In some cases, students believe their advocacy for contraception or abortion is consistent with their university’s core values. Despite DePaul University’s policy against distributing condoms and contraception, a student representative of an unofficial abortion-rights group told a Chicago news outlet in October that a number of professors openly encouraged group members for promoting a text-based contraception-distribution system and that the students felt the campaign was a “very Vincentian act.”

Even when university administrations finally draw lines in the sand regarding abortion coverage, such as Santa Clara University or Loyola Marymount University in Los Angeles, they can lead to enormous blowback when the faculty is dominated by a majority committed to abortion.

The lack of institutional commitment to intentionally backing the Church’s vision can also have an impact on student clubs that try to promote the Church’s teaching on human life and dignity.

Students for Life of America President Kristan Hawkins told the Register that many of the organization’s student chapters encounter a “dualism on Catholic college and university campuses.”

“On the one hand, we find a passionate support for ​preborn children and their mothers from many students and real courage to confront the popular culture that Planned Parenthood tries to dominate,” she said. “On the other hand, too often, the students have to overcome resistance from school leadership.”

“Sadly, the pro-abortion bent of a lot of institutes of higher learning is just as prevalent at many Catholic schools as at any other college or university, as there often doesn’t seem to be a requirement for university staff to actually believe in the tenets of our faith,” Hawkins said. “But students are on fire to make a difference, and they are.” 

 

First Event of Many?

Pro-life student leaders at Georgetown said their respect-life event showed support for the pro-life movement is a lot stronger on campus than they realized. “I think it had a pretty positive impact,” Flo Martinez, board member of Georgetown Right to Life, told the Register.

Martinez said the event publicly underlined how the Jesuit ethos of cura personalis, the care of the whole person, is grounded in care for human life from the moment of conception to natural death.

Havens Clark, the president of the pro-life club, told the Register that the event provided an opportunity to banish common misconceptions among Georgetown’s students, such as that the pro-life movement only cares about babies and not the mothers. The club actually espouses the Church’s entire teaching on the inherent dignity of human life and works with other groups to oppose sexual-based violence and the death penalty.

Clark also praised the university’s strong official backing of the event, which “really opened the doors” for the campus to have a better conversation on the dignity and value of human life.

“They were reminded that though most of the students seem ‘pro-choice,’ the university itself does support us in our pro-life activities,” Clark said. “I also had a number of people, who heard of the event, come up to me and say that they were pro-choice, but they supported having a dialogue on campus.”

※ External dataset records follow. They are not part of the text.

Issue #3821, opened 2019-11-18
Allow strongSwan's dpdaction set to be "clear" if the connection method is set to "Start on traffic"


WRMSRwasTaken:
**Important notices**
Before you add a new report, we ask you kindly to acknowledge the following:

[x] I have read the contributing guide lines at https://github.com/opnsense/core/blob/master/CONTRIBUTING.md

[x] I have searched the existing issues and I'm convinced that mine is new.

**Is your feature request related to a problem? Please describe.**
It's (hopefully) not a problem.

**Describe the solution you'd like**
I am running a CARP cluster which is initiating IPsec connections to another peer.
Due to the fact that we have the database clients on our side, initiating the connection to the database server behind the peer Firewall is mandatory for us. Having the connection open constantly is not an option, because the peer closes SAs after 30 minutes of inactivity.
This is why the connection method is set to `Start on traffic` instead of `Respond only`.

Unfortunately, setting the connection method to `Start on traffic` sets strongSwan's `dpdaction` to `restart` and only setting it to `Respoond only` sets it to `clear`.

This is not much of an issue, but when the firewall does a CARP failover, the new master node initiates the connection and the old node runs into a DPD timeout, successfully clearing all SA entries. But it keeps on trying to re-establish the connection and it fails, because the own IPsec peer IP is set to the CARP virtual IP and the new master node receives the response DPD packets.

The previous node is now the standby node, thus not receiving IPsec traffic now, so it should close the IPsec tunnel istead of trying to reconnect it, until it becomes master again, receiving traffic for the IPsec tunnel. For now, I have to manually stop the tunnel on that backup node by hand in the web UI.

I can't tell (for now) if the connection from the master node is going to run into issues, if the opposite peer still receives the DPD packets from the new standby node.

**Describe alternatives you've considered**
Add an Option to configure strongSwan's `dpdaction` config option in the web UI, or set `dpdaction` to `clear` if the connection method is set to `Start on traffic`. Then it should automatically re-establish the tunnel again anyway, when the tunnel receives traffic.

Another option would be to make strongSwan's `inactivity` option configurable. Then it'd close down the tunnel after the timespan set in `inactivity` anyway, because it's the standby node.

This is somewhat related to https://github.com/opnsense/core/issues/3291

AdSchellevis:
If the (new) backup is still sending out messages (successfully) to the other end, there's likely another issue. The carp address should be used to send out traffic, either by binding it to the address or using an outbound nat rule).

[...]

PR #3851, opened 2019-12-21
Make strongSwan's dpdaction configurable

WRMSRwasTaken:
As stated in #3821, making the `dpdaction` configurable comes in handy for IPsec `start on traffic` CARP clusters for a clean failover.

I've added a `default` option, to not break existing setups.


AdSchellevis:
@WRMSRwasTaken this is probably the most sensible way to add it as an option. thanks!

mimugmail:
Nice addition :)

fichtner:
According to the manual there is also "none" and "hold" which could be supported:

https://wiki.strongswan.org/projects/strongswan/wiki/Connsection

AdSchellevis:
none is the default when dpdaction is enabled, hold might be an option, although I've no idea how well it could work.

PR #4434, opened 2020-10-26
Properly halt instead of poweroff

hippi-viking:
When using UPS it is better to halt (as the name suggests) in case of powerloss instead of poweroff. This way the appliance will halt when the power is low, but will be able to restart when power returns. (If it is powered off it will not reboot by itself when power returns.)

### DIFF
--- a/src/etc/rc.halt
+++ b/src/etc/rc.halt
@@ -2,4 +2,4 @@
 
 /usr/local/etc/rc.syshook stop
 
-exec /sbin/shutdown -op now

Donovan acknowledged that Georgetown has received a lot of negative Catholic press in the past for pro-abortion  campus activities, including the student-run Lecture Fund inviting Planned Parenthood’s Richards to speak in 2016. The decision outraged the Archdiocese of Washington, which publicly called on the university to “renew efforts at Georgetown to re-assert its Catholic identity [and] build what that holy pope [St. John Paul II] called a ‘civilization of life and love.’”

Donovan said the campus has many good pro-life leaders and activities going on that have not received much public attention. He hopes to see that start to change.

“Many people have said to me they would like to see this event replicated on a regular basis,” he said.

“I’m looking forward to making it happen again.”

 

Peter Jesserer Smith is a Register staff reporter.